これは、アレルゲンを含む食品(卵)について、同日に開催した第819回食品安全委員会において評価結果をとりまとめたもので、その主な内容は次の通り。また、Q&Aも公表している。

 平成28(2016)年3月、食品安全委員会は、「アレルゲンを含む食品」を自らの判断で行う食品健康影響評価の対象とし、アレルゲンを含む旨の表示(以下、「食物アレルギー表示」という。)制度の妥当性について科学的な検証を行うこととしました。今回は、特定原材料(食物アレルギーを引き起こすことが明らかになった食品のうち、食品表示基準に定めるところにより表示しなければならないもの)の一つである「卵」を評価しました。現時点における科学的知見に基づいて調査審議を重ねた結果、『現在の食物アレルギー表示制度は、「卵」についてはおおむね妥当である』と判断しました。

https://www.fsc.go.jp/osirase/allergen_egg.html

アレルゲンを含む食品(卵)に係るQ&A

https://www.fsc.go.jp/osirase/allergen_egg_faq.html

2 「鉛」の評価書に関する情報

 令和3(2021)年6月29日、食品安全委員会は標記情報を公表した。

これは、「鉛」の健康影響について、食品安全委員会において評価結果をとりまとめたもので、その主な内容は次の通り。またQ&Aも公表している。

 平成20(2008)年に、食品安全委員会が、「(1)自らの判断で行う食品健康影響評価」及び「(2)器具及び容器包装の改正並びに(3)清涼飲料水の規格基準の改正」にかかる食品健康影響評価として「鉛」について科学的な検証を行うこととしたものです。

 現時点における科学的知見に基づいて調査審議を重ねた結果、現時点では、疫学研究データを用いて、有害影響を及ぼさない血中鉛濃度を導き出すことは困難であると判断しました。現在の我が国における平均的な血中鉛濃度は1μg/dL程度あるいはそれ以下と考えられ、疫学研究の結果から何らかの影響が示唆される血中鉛濃度1〜2μg/dLと近いと考えられました。そのため、今後とも鉛ばく露低減のための取組が必要であると判断しました。

https://www.fsc.go.jp/osirase/lead_and_health_assessment.html

3 「食品安全総合情報システム」公表

 令和3(2021)年7月2日、食品安全委員会が公表した標記システムに次の記事が掲載されている。

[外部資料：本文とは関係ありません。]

PR #6617, opened 2016-02-19
6565 add formula widgets options

viddo:
Waypoint for #6565, PoC of creating a formula widget.

The code related to the actual widget creation is minor and straight forward, the big changes are mainly on how the models and collections are setup, which were kind of prerequisite to finalize the parent issue. 

We were complicating things for ourselves by not following Backbone idioms, in summary:
- Models
  - should _only_ deal with their own business and only depend on what's essential
  - The internal structures are always flat now, please use the [`parse`](http://backbonejs.org/#Model-parse) + [`toJSON`](http://backbonejs.org/#Model-toJSON) methods to translate from/to the REST API format. This makes it much easier to use them.
- Collections
  - utilizes the [Collection#model prop](http://backbonejs.org/#Collection-model) to define _how_ a model of its collection should be created. This way we can utilize the Backbone methods (`create`, `add`, etc.) only providing attrs (see widget creation below).
  - Sometimes a good place to coordinate with related, external deps, e.g. widget definition changes are synced to the dashboard models through the collection instead of convoluting the model.

Other noteworthy changes:
- Introduced the `LayerTable` data model, which encapsulated a layer's data source state, i.e. basically the source table + query (which affects what columns are available).
  - The logic was ported from the olds models (cartodb-layer, CartoDBTableMetadata, and CartoDBTableData), but tried to keep the models here more focused and not exposing internal details to widget creation/editing that only really cares about the columns.
- The `baseUrl` is common for all models/collections, so set it to the configModel, which is used to create the appropriate API URL.
- :fire: a lot of unnecessary boilerplate and ceremony related to the forms.

E.g. creating widgets now just require knowing the attrs (compare to previous snippets…):
```js
widgetDefinitionsCollection.create({
  type: 'formula',
  title: 'AVG homes',
  layer_id: layerDefinitionsCollection.at(1).id,
  column: 'homes',
  operation: 'avg'
}, {
  wait: true /* do not create widget model until definition is OK'd by API*/
})
```

There are still some smells related to passing around dependencies through several layers (of backbone views, not the cartodb/map concept, mind you!), I'll comment on that in a separate PR though (probably the next one).

@xavijam pretty please review? :bow: 
@javierarce @acanimal @alonsogarciapablo FYI


package.json
```diff
@@ -70,7 +70,7 @@
   "browserify": {
     "transform": [
       "browserify-shim",
-      "jstify"
+      ["jstify", { "minifierOpts": false }]
```
viddo: Enables conditionals in `.tpl` templates, e.g. `<input <% if (isSome) { %>checked="checked"<% }%> />`

viddo:
retest this please

viddo:
bump for review
I'm continuing in a separate branch for the time being, but would be good to get  feedback ASAP, if there's something serious I need to redo.

lib/assets/javascripts/cartodb3/data/table-query-model.js
```diff
@@ -0,0 +1,69 @@
+var _ = require('underscore');
+var cdb = require('cartodb-deep-insights.js');
+var Backbone = require('backbone');
+
+// var MAX_GET_LENGTH = 1024;
```
javierarce: I guess we can remove this comment.

javierarce:
Maybe this has been talked offline, but why are there changes on the TabPaneViewFactory in this PR?

xavijam:
Hey, we agreed to keep tab-pane factory, what happened?

viddo:
The only difference is
```js
var createTextLabelsTabPane = require('../../components/tab-pane/create-text-labels-tab-pane');
…
createTextLabelsTabPane(…)
```

instead of :

```js
var tabPanFactory = require('../../components/tab-pane/tab-pane-factory');
…
tabPaneFactory.createTextLabelsTabPane(…)
```

i.e. split up the files in two separate files, since the two functions are static and have no logic in common. For the new use-case here I don't need anything from the icons tab-pane so why have to require any of that?

javierarce:
:+1: LGTM… let's go!

PR #7862, opened 2016-06-15
Save node explicitly on layerDef.save

viddo:
Enables to modify an individual node and save it too, needed for SQL editor

@nobuti something on these lines should do the trick, right?


nobuti:
❤️  thank you so much!

PR #7870, opened 2016-06-15
Fix fill form

javisantana:
cc @javierarce

### DIFF
--- a/lib/assets/javascripts/cartodb3/components/form-components/editors/fill/input-number/input-number-content-view.js
+++ b/lib/assets/javascripts/cartodb3/components/form-components/editors/fill/input-number/input-number-content-view.js
@@ -32,7 +32,7 @@ module.exports = CoreView.extend({
     return [
       Math.max(this.options.min, fixed - percent * delta),
       Math.min(this.options.max, fixed + percent * delta)
-    ]
+    ];
   },
 
   _generateForms: function () {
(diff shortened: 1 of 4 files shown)


lib/assets/javascripts/cartodb3/components/form-components/editors/fill/input-number/input-number-content-view.js
```diff
@@ -25,18 +25,41 @@ module.exports = CoreView.extend({
...
+    // calculate the range values based on this
+    var range = this.model.get('range')
+    var min = +range[0];
+    var max = +range[1];
+    if (range && min === max) {
+      var r = this._calculateRangeFromFixed(min);
+      // set the range so changes are propagated
+      min = r[0];
+      max = r[1];
+      this.model.set('range', r);
```
javierarce: I think writing this setter like this won't trigger any change due to the way Backbone works with arrays (we should do something like this instead: 

```this.model.set('range', [min, max]);```

javierarce: The fact that this is probably not triggering any change, makes me think we don't really need to update the model at this point. Instead, we could wait for a change in the form, saving us an extra call.

javierarce:
Just one comment. Aside for that, 👍

lib/assets/javascripts/cartodb3/components/form-components/editors/fill/input-number/input-number-content-view.js
javisantana: Think that r is being generated in a function and that generates a new array.

If we don't set that the change is not performed and the user needs to change manually to see the change

javierarce: Oh, 👍  then

PR #7872, opened 2016-06-15
Adds K-means and weighted centroids analyses

javierarce:
This PR introduces the K-means & Weighted centroid analyses. Using them together is possible to replicate a cluster analysis working with point datasets.

The `moran` analysis for polygons will be handled in another PR.

_k-means_
screen shot 2016-06-15 at 19 12 18

_weighted centroid_
screen shot 2016-06-15 at 19 17 06

CR: @xavijam 
CC: @javisantana @rochoa


lib/assets/javascripts/cartodb3/components/modals/add-analysis/analysis-option-models/kmeans-analysis-option-model.js
```diff
@@ -0,0 +1,8 @@
+var AnalysisOptionModel = require('./analysis-option-model');
```
xavijam: If it does nothing, let's not create it.

xavijam:
Not much to say 👍, in any case, having both @viddo and you working on this, I feel you can review together and merge faster :).

lib/assets/javascripts/cartodb3/components/modals/add-analysis/analysis-option-models/kmeans-analysis-option-model.js
viddo: +1, a model is only needed if custom logic is needed before creating the form model, see [point-in-polygon](https://github.com/CartoDB/cartodb/blob/master/lib/assets/javascripts/cartodb3/components/modals/add-analysis/analysis-option-models/point-in-polygon-analysis-option-model.js) for an example

lib/assets/javascripts/cartodb3/editor/layers/layer-content-views/analyses/analysis-form-models/base-analysis-form-model.js
```diff
@@ -100,6 +100,29 @@ module.exports = Backbone.Model.extend({
   _setSchema: function (schema) {
     this.schema = schema;
     this.trigger('changeSchema', this);
-  }
+  },
 
+  _getColumnsByType: function (columnType) {
```
viddo: Only logic shared for all form models should go in the base model, this would be better extracted to a separate object (just like [source-options-model](https://github.com/CartoDB/cartodb/blob/master/lib/assets/javascripts/cartodb3/editor/layers/layer-content-views/analyses/analysis-source-options-model.js))

Also, which node/query-schema to get columns from and what filtering is needed will vary, so should probably stay in the form context however, something on the lines of:

```js
// in some foo-form-model
var nodeDefModel = this._layerDefinitionModel.findAnalysisDefinitionNodeModel(this.get('source')); 
var columnOptions = new ColumnOptions(nodeDefModel);
columnOptions.filterByType('type') // => […]
columnOptions.all() // => […]
```

lib/assets/javascripts/cartodb3/editor/layers/layer-content-views/analyses/analysis-form-models/weighted-centroid-form-model.js
```diff
@@ -0,0 +1,73 @@
...
+      source: {
+        type: 'Select',
+        text: _t('editor.layers.analysis-form.source'),
+        options: [ this.get('source') ],
+        editorAttrs: { disabled: true }
+      },
+      weight_column: {
+        type: 'Select',
+        title: _t('editor.layers.analysis-form.weight-column'),
+        options: this._getColumnsByType('number')
```
viddo: Related to https://github.com/CartoDB/cartodb/pull/7872/files#r67297815, an issue I'm seeing is that's assumed that the columns are always available which is not true. Just like I think the object should be extracted the form model should handle intermediate states of the query-schema-model and indicate them in the schema.

For an example see how the [source-options are handled in point-in-polygon](https://github.com/CartoDB/cartodb/blob/18130b2fc3f39e636aec3fa13da6f404d677170f/lib/assets/javascripts/cartodb3/editor/layers/layer-content-views/analyses/analysis-form-models/point-in-polygon-form-model.js#L13)

viddo:
Overall 👍  commented on the details I think should be fixed

javierarce:
Thanks, a ton!

PR #7874, opened 2016-06-15
Downsample raster overviews

rafatower:
Downsample original raster before proceeding with the rest of the
process of overview generation. Unfortunately this cannot be done along
with the reprojection as gdalwarp command does not support the `-scale`
parameter of gdal_translate, and conversely gdal_translate does not
support reprojection.

What I mean by "downsampling" is scaling values from the original raster (Byte, UInt16, Int16, UInt32, Int32, Float32, Float64, CInt16, CInt32, CFloat32 and CFloat64) to fit into a Byte (which is what we support in the tiler).

This can be done better but for the moment I think it fits the bill.

@jgoizueta can you please review?

cc/ @javisantana


jgoizueta:
:+1:

PR #7878, opened 2016-06-16
7686 drag drop node as new layer

### LINKED ISSUE #7686: be able to use a layer as a source for other layer
This should work like:

- having layer (A)
- drag the node to the layers panel

A new layer (B) should be created with A as source.

To check everything is working a widget added to A0 should filter B as well

viddo:
Resolves #7686 

This allows to create analysis by dragging an analysis "out" from a layer to create a new one.

To understand the scope and why behind changes/fixes it's probably easiest to read through the commit messages in chronological order.

There appear to be more changes than there really are, it's because the [jquery-ui](npmjs.com/jquery-ui) package on NPM is actually [not endorsed officially](https://forum.jquery.com/topic/publishing-jquery-ui-version-1-11-2-to-npm), and even outdated (0.10.5). There were a [bugfix released in v0.11.4](https://bugs.jqueryui.com/ticket/6889) that I needed, so installed the official way (downloading package), put it in lib/assets/node_modules so the affected code changes were minimal anyway.

@alonsogarciapablo since you know the layers implementation you're probably the best candidate to review this. 🙇 

There's still some pending enhancements (nice-to-have's and semi-related bugs) I've encountered while working on this, but I'll create separate issues for those.

edit: code review issues:

:+1: Great job @viddo! 👏  👏  👏 

Reviewed each commit and everything looks good. Some parts are harder to understand than others, but  I understand the problem is hard. I left some ideas that can be addressed later.

---

edit: code review comments TBD:

- [x] ~~_Once you start dragging an analysis, you can't leave it where it was/cancel_~~ no easy solution, the user can move the dragged item to somewhere until the placeholder disappear to abort (e.g. the list header) 
- [x] _After creating a new layer from an analysis, if you delete de layer that had the analysis
  in the first place, the new layer is also deleted and the map won't have any layer_
  - not trivial to handle, created separte issue: #7926
- [x] _When dragging an analysis, I see the name of the letter and title is clipped._  
  - CSS issue, set a min-width on the dragged template.
- [x] _I also found that clicking on a layer title to drag & drop sometimes triggers the layer edition. But IMO I'd expect to be able to drag the layer by clicking anywhere (except on an analysis). Perhaps we can find a way to make this work?_
- [x] ~~_Clicking on an analysis + dragging the layer edits the analysis on mouse up._ ~~ not reproducible anymore


lib/assets/javascripts/cartodb3/editor/layers/layer-analyses-view.js
```diff
@@ -60,6 +60,10 @@ module.exports = CoreView.extend({
 
   _attachDraggableToNodeView: function (nodeView, nodeDefModel) {
     if (!this.model.isOwnerOfAnalysisNode(nodeDefModel)) return;
+
+    var source = nodeDefModel.getPrimarySource();
+    if (source && !this.model.isOwnerOfAnalysisNode(source) && this.model.get('source') === nodeDefModel.id) return;
```
alonsogarciapablo: Perhaps we could move this logic to a method in `layerDefinitionModel`? `this.model.isSomething(nodeDefModel)?`

viddo: 👍 
btw, comment on the PR instead of individual commits, so comments gets folded when fixed.

lib/assets/javascripts/cartodb3/data/layer-definitions-collection.js
```diff
@@ -154,48 +150,124 @@ module.exports = Backbone.Collection.extend({
...
-        options.error && options.error();
       }
     });
   },
 
+  /**
+   * A layer for an existing node have different side-effects depending on the context in which the node exists.
+   * E.g. let's assume a nodeId X is wanted to be created from a layer A:
+   */
+  createLayerForAnalysisNode: function (nodeId, newLayerOrder) {
```
alonsogarciapablo: This method is pretty hard to understand (for me at least) as is. I know the problem is not easy so I understand it's hard to make it understandable, but It'd be nice if we could somehow clarify a bit. Perhaps by extracting some smaller methods?

alonsogarciapablo: Another idea... what about moving `createLayerForAnalysisNode` and `createLayerForTable` to a separate class that only takes care of creating layerDefinitionModels?

alonsogarciapablo:
:+1:

Reviewed each commit and everything looks good. Some parts are harder to understand than others, but  I understand the problem is hard. I left some ideas that can be addressed later.

Also, some things I noticed while playing with it (can be addressed later too):

1. Once you start dragging an analysis, you can't leave it where it was/cancel:


2. After creating a new layer from an analysis, if you delete de layer that had the analysis
  in the first place, the new layer is also deleted and the map won't have any layer:


3. I also found that clicking on a layer title to drag & drop sometimes triggers the layer edition. But IMO I'd expect to be able to drag the layer by clicking anywhere (except on an analysis). Perhaps we can find a way to make this work? 

4. Clicking on an analysis + dragging the layer edits the analysis on mouse up.

5. When dragging an analysis, I see the name of the letter and title is clipped. Why is layer-analysis-draggable.tpl so small? (should have the same width  as rest of layers)

lib/assets/javascripts/cartodb3/data/layer-definitions-collection.js
viddo: Yes, it's true, I'll give it a try and see if I can clarify the different paths somehow.

viddo:
1. From what I can remember couldn't find a way to abort… I'll check again.
2. That's a "feature"; all depending analysis/layers are currently deleted when one of its source(s) is deleted. The solution would be to move the dependeant analysis to another layer, if possible… I think this needs more consideration and should be tackled separately.
3. True, I disabled it in this PR because I had trouble with it; I'll check if I can solve it
4. Have not been able to reproduce it, or rather only if _not_ dragging, but I'd say that's expected behavior. What are the STR exactly?
5. It shouldn't be; it started to appear after updating with master yesterday/today, probably some style change after updating with master. I'll review

lib/assets/javascripts/cartodb3/data/layer-definitions-collection.js
viddo: I'll look into this as part of #7881

PR #7785, opened 2016-06-13
Column graphics at add widget modal

fdansv:

PR #7879, opened 2016-06-16
Data stats

### LINKED ISSUE #7815: Integrate stats in data panel
After #7759, we need to draw the graphs in the data main view.

nobuti:
This PR closes #7815.
It depends on https://github.com/CartoDB/cartodb/pull/7785, probably it needs to be merged first. I spotted some issues with the specs.

stats

We are generating stats for every type for all non blacklisted columns. Because the stats not always can be drawn, we can't know how many graphs we are going to have at the beginning, so the 'show more' button has to wait until then.

I'm working on:
- [x] Add/remove widget functionality on check
- [x] Check if the stat already present in the widgets collection to render it as selected

cc @xavijam


lib/assets/javascripts/cartodb3/editor/layers/layer-content-views/data/data-show-more.tpl
```diff
@@ -0,0 +1,3 @@
+<% if (isVisible) { %>
+  <a href="#" class="CDB-Text CDB-Size-small u-upperCase js-button"><%-number %> columns more</a>
```
xavijam: I'd use a `<button>` instead of a `<a>`.

xavijam:
Go go go go! :)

https://www.fsc.go.jp/fsciis/foodSafetyMaterial/search?keyword=%EF%BC%AC%EF%BC%A4%EF%BC%95%EF%BC%90&query=&logic=and&calendar=japanese&year=&from=struct&from_year=2021&from_month=06&from_day=05&to=struct&to_year=2021&to_month=06&to_day=18&areaId=00&countryId=000&informationSourceId=0000&max=100&sort_order=date.desc

 米国食品医薬品庁(FDA)、調査報告書「2020年夏のSalmonella Enteritidis集団感染に関係する桃の汚染に寄与した可能性がある要因」を公表した。

概要は以下のとおり。
 FDAは、桃でのS. Enteritidis集団感染に関する調査報告書を公表した。FDA並びに複数州及び政府の関係機関は令和2(2020)年夏の桃の喫食に関連したS. Enteritidis集団感染について調査を行った。当該集団感染により、総計で、28人の入院者を含む101人の患者が17州から報告されることとなった。桃に関連していたサルモネラ属菌の集団感染は本件が初めてと見られる。

 FDAは、2020年8月から10月にかけて、米国疾病管理予防センター(CDC)、州の関係機関並びにカナダの公衆衛生当局と協力して、当該調査を実施した。疫学的及び遡及調査により、ある大規模な栽培者/生産者によって包装あるいは供給されていた桃が集団感染の原因である可能性が高いことが判明した。遡及調査のエビデンスは、カリフォルニア州のCutler、Kerman及びSangerでの桃の梱包/保管作業と桃果樹園に関するその後の2件の調査に情報を提供し、優先順位付けに役立った。当該大規模栽培者/生産者は、調査全体を通じてFDAに協力し、FDAの調査結果及び勧告についてFDAとの協力を継続している。

 FDAは、桃や他の農産物の汚染の可能性を低減するための、科学及びリスクに基づく適切な措置の実施が、生鮮農産物の安全性を改善するための最も効果的かつ実用的な手段になると考えている。特に措置が個々の農場の特定の慣行や条件に合わせて調整されている場合はそうである。FDAは、全ての栽培者が、粉塵(dust)ばく露の潜在的な影響を含め、隣接及び近隣の土地利用によってもたらされる可能性のあるリスクを認識し、評価することを奨励している。 FDAはまた、公衆衛生の結果に関しては、人々、動物、植物とそれらが共有する環境の間で相互に連関していることを認識しており、そしてFDAはこの問題に対処するために、より広範な農業コミュニティ(例、生産者、動物事業を管理する人々、州及び連邦政府機関、並びに学術界)の様々な集団の間での協力を奨励している。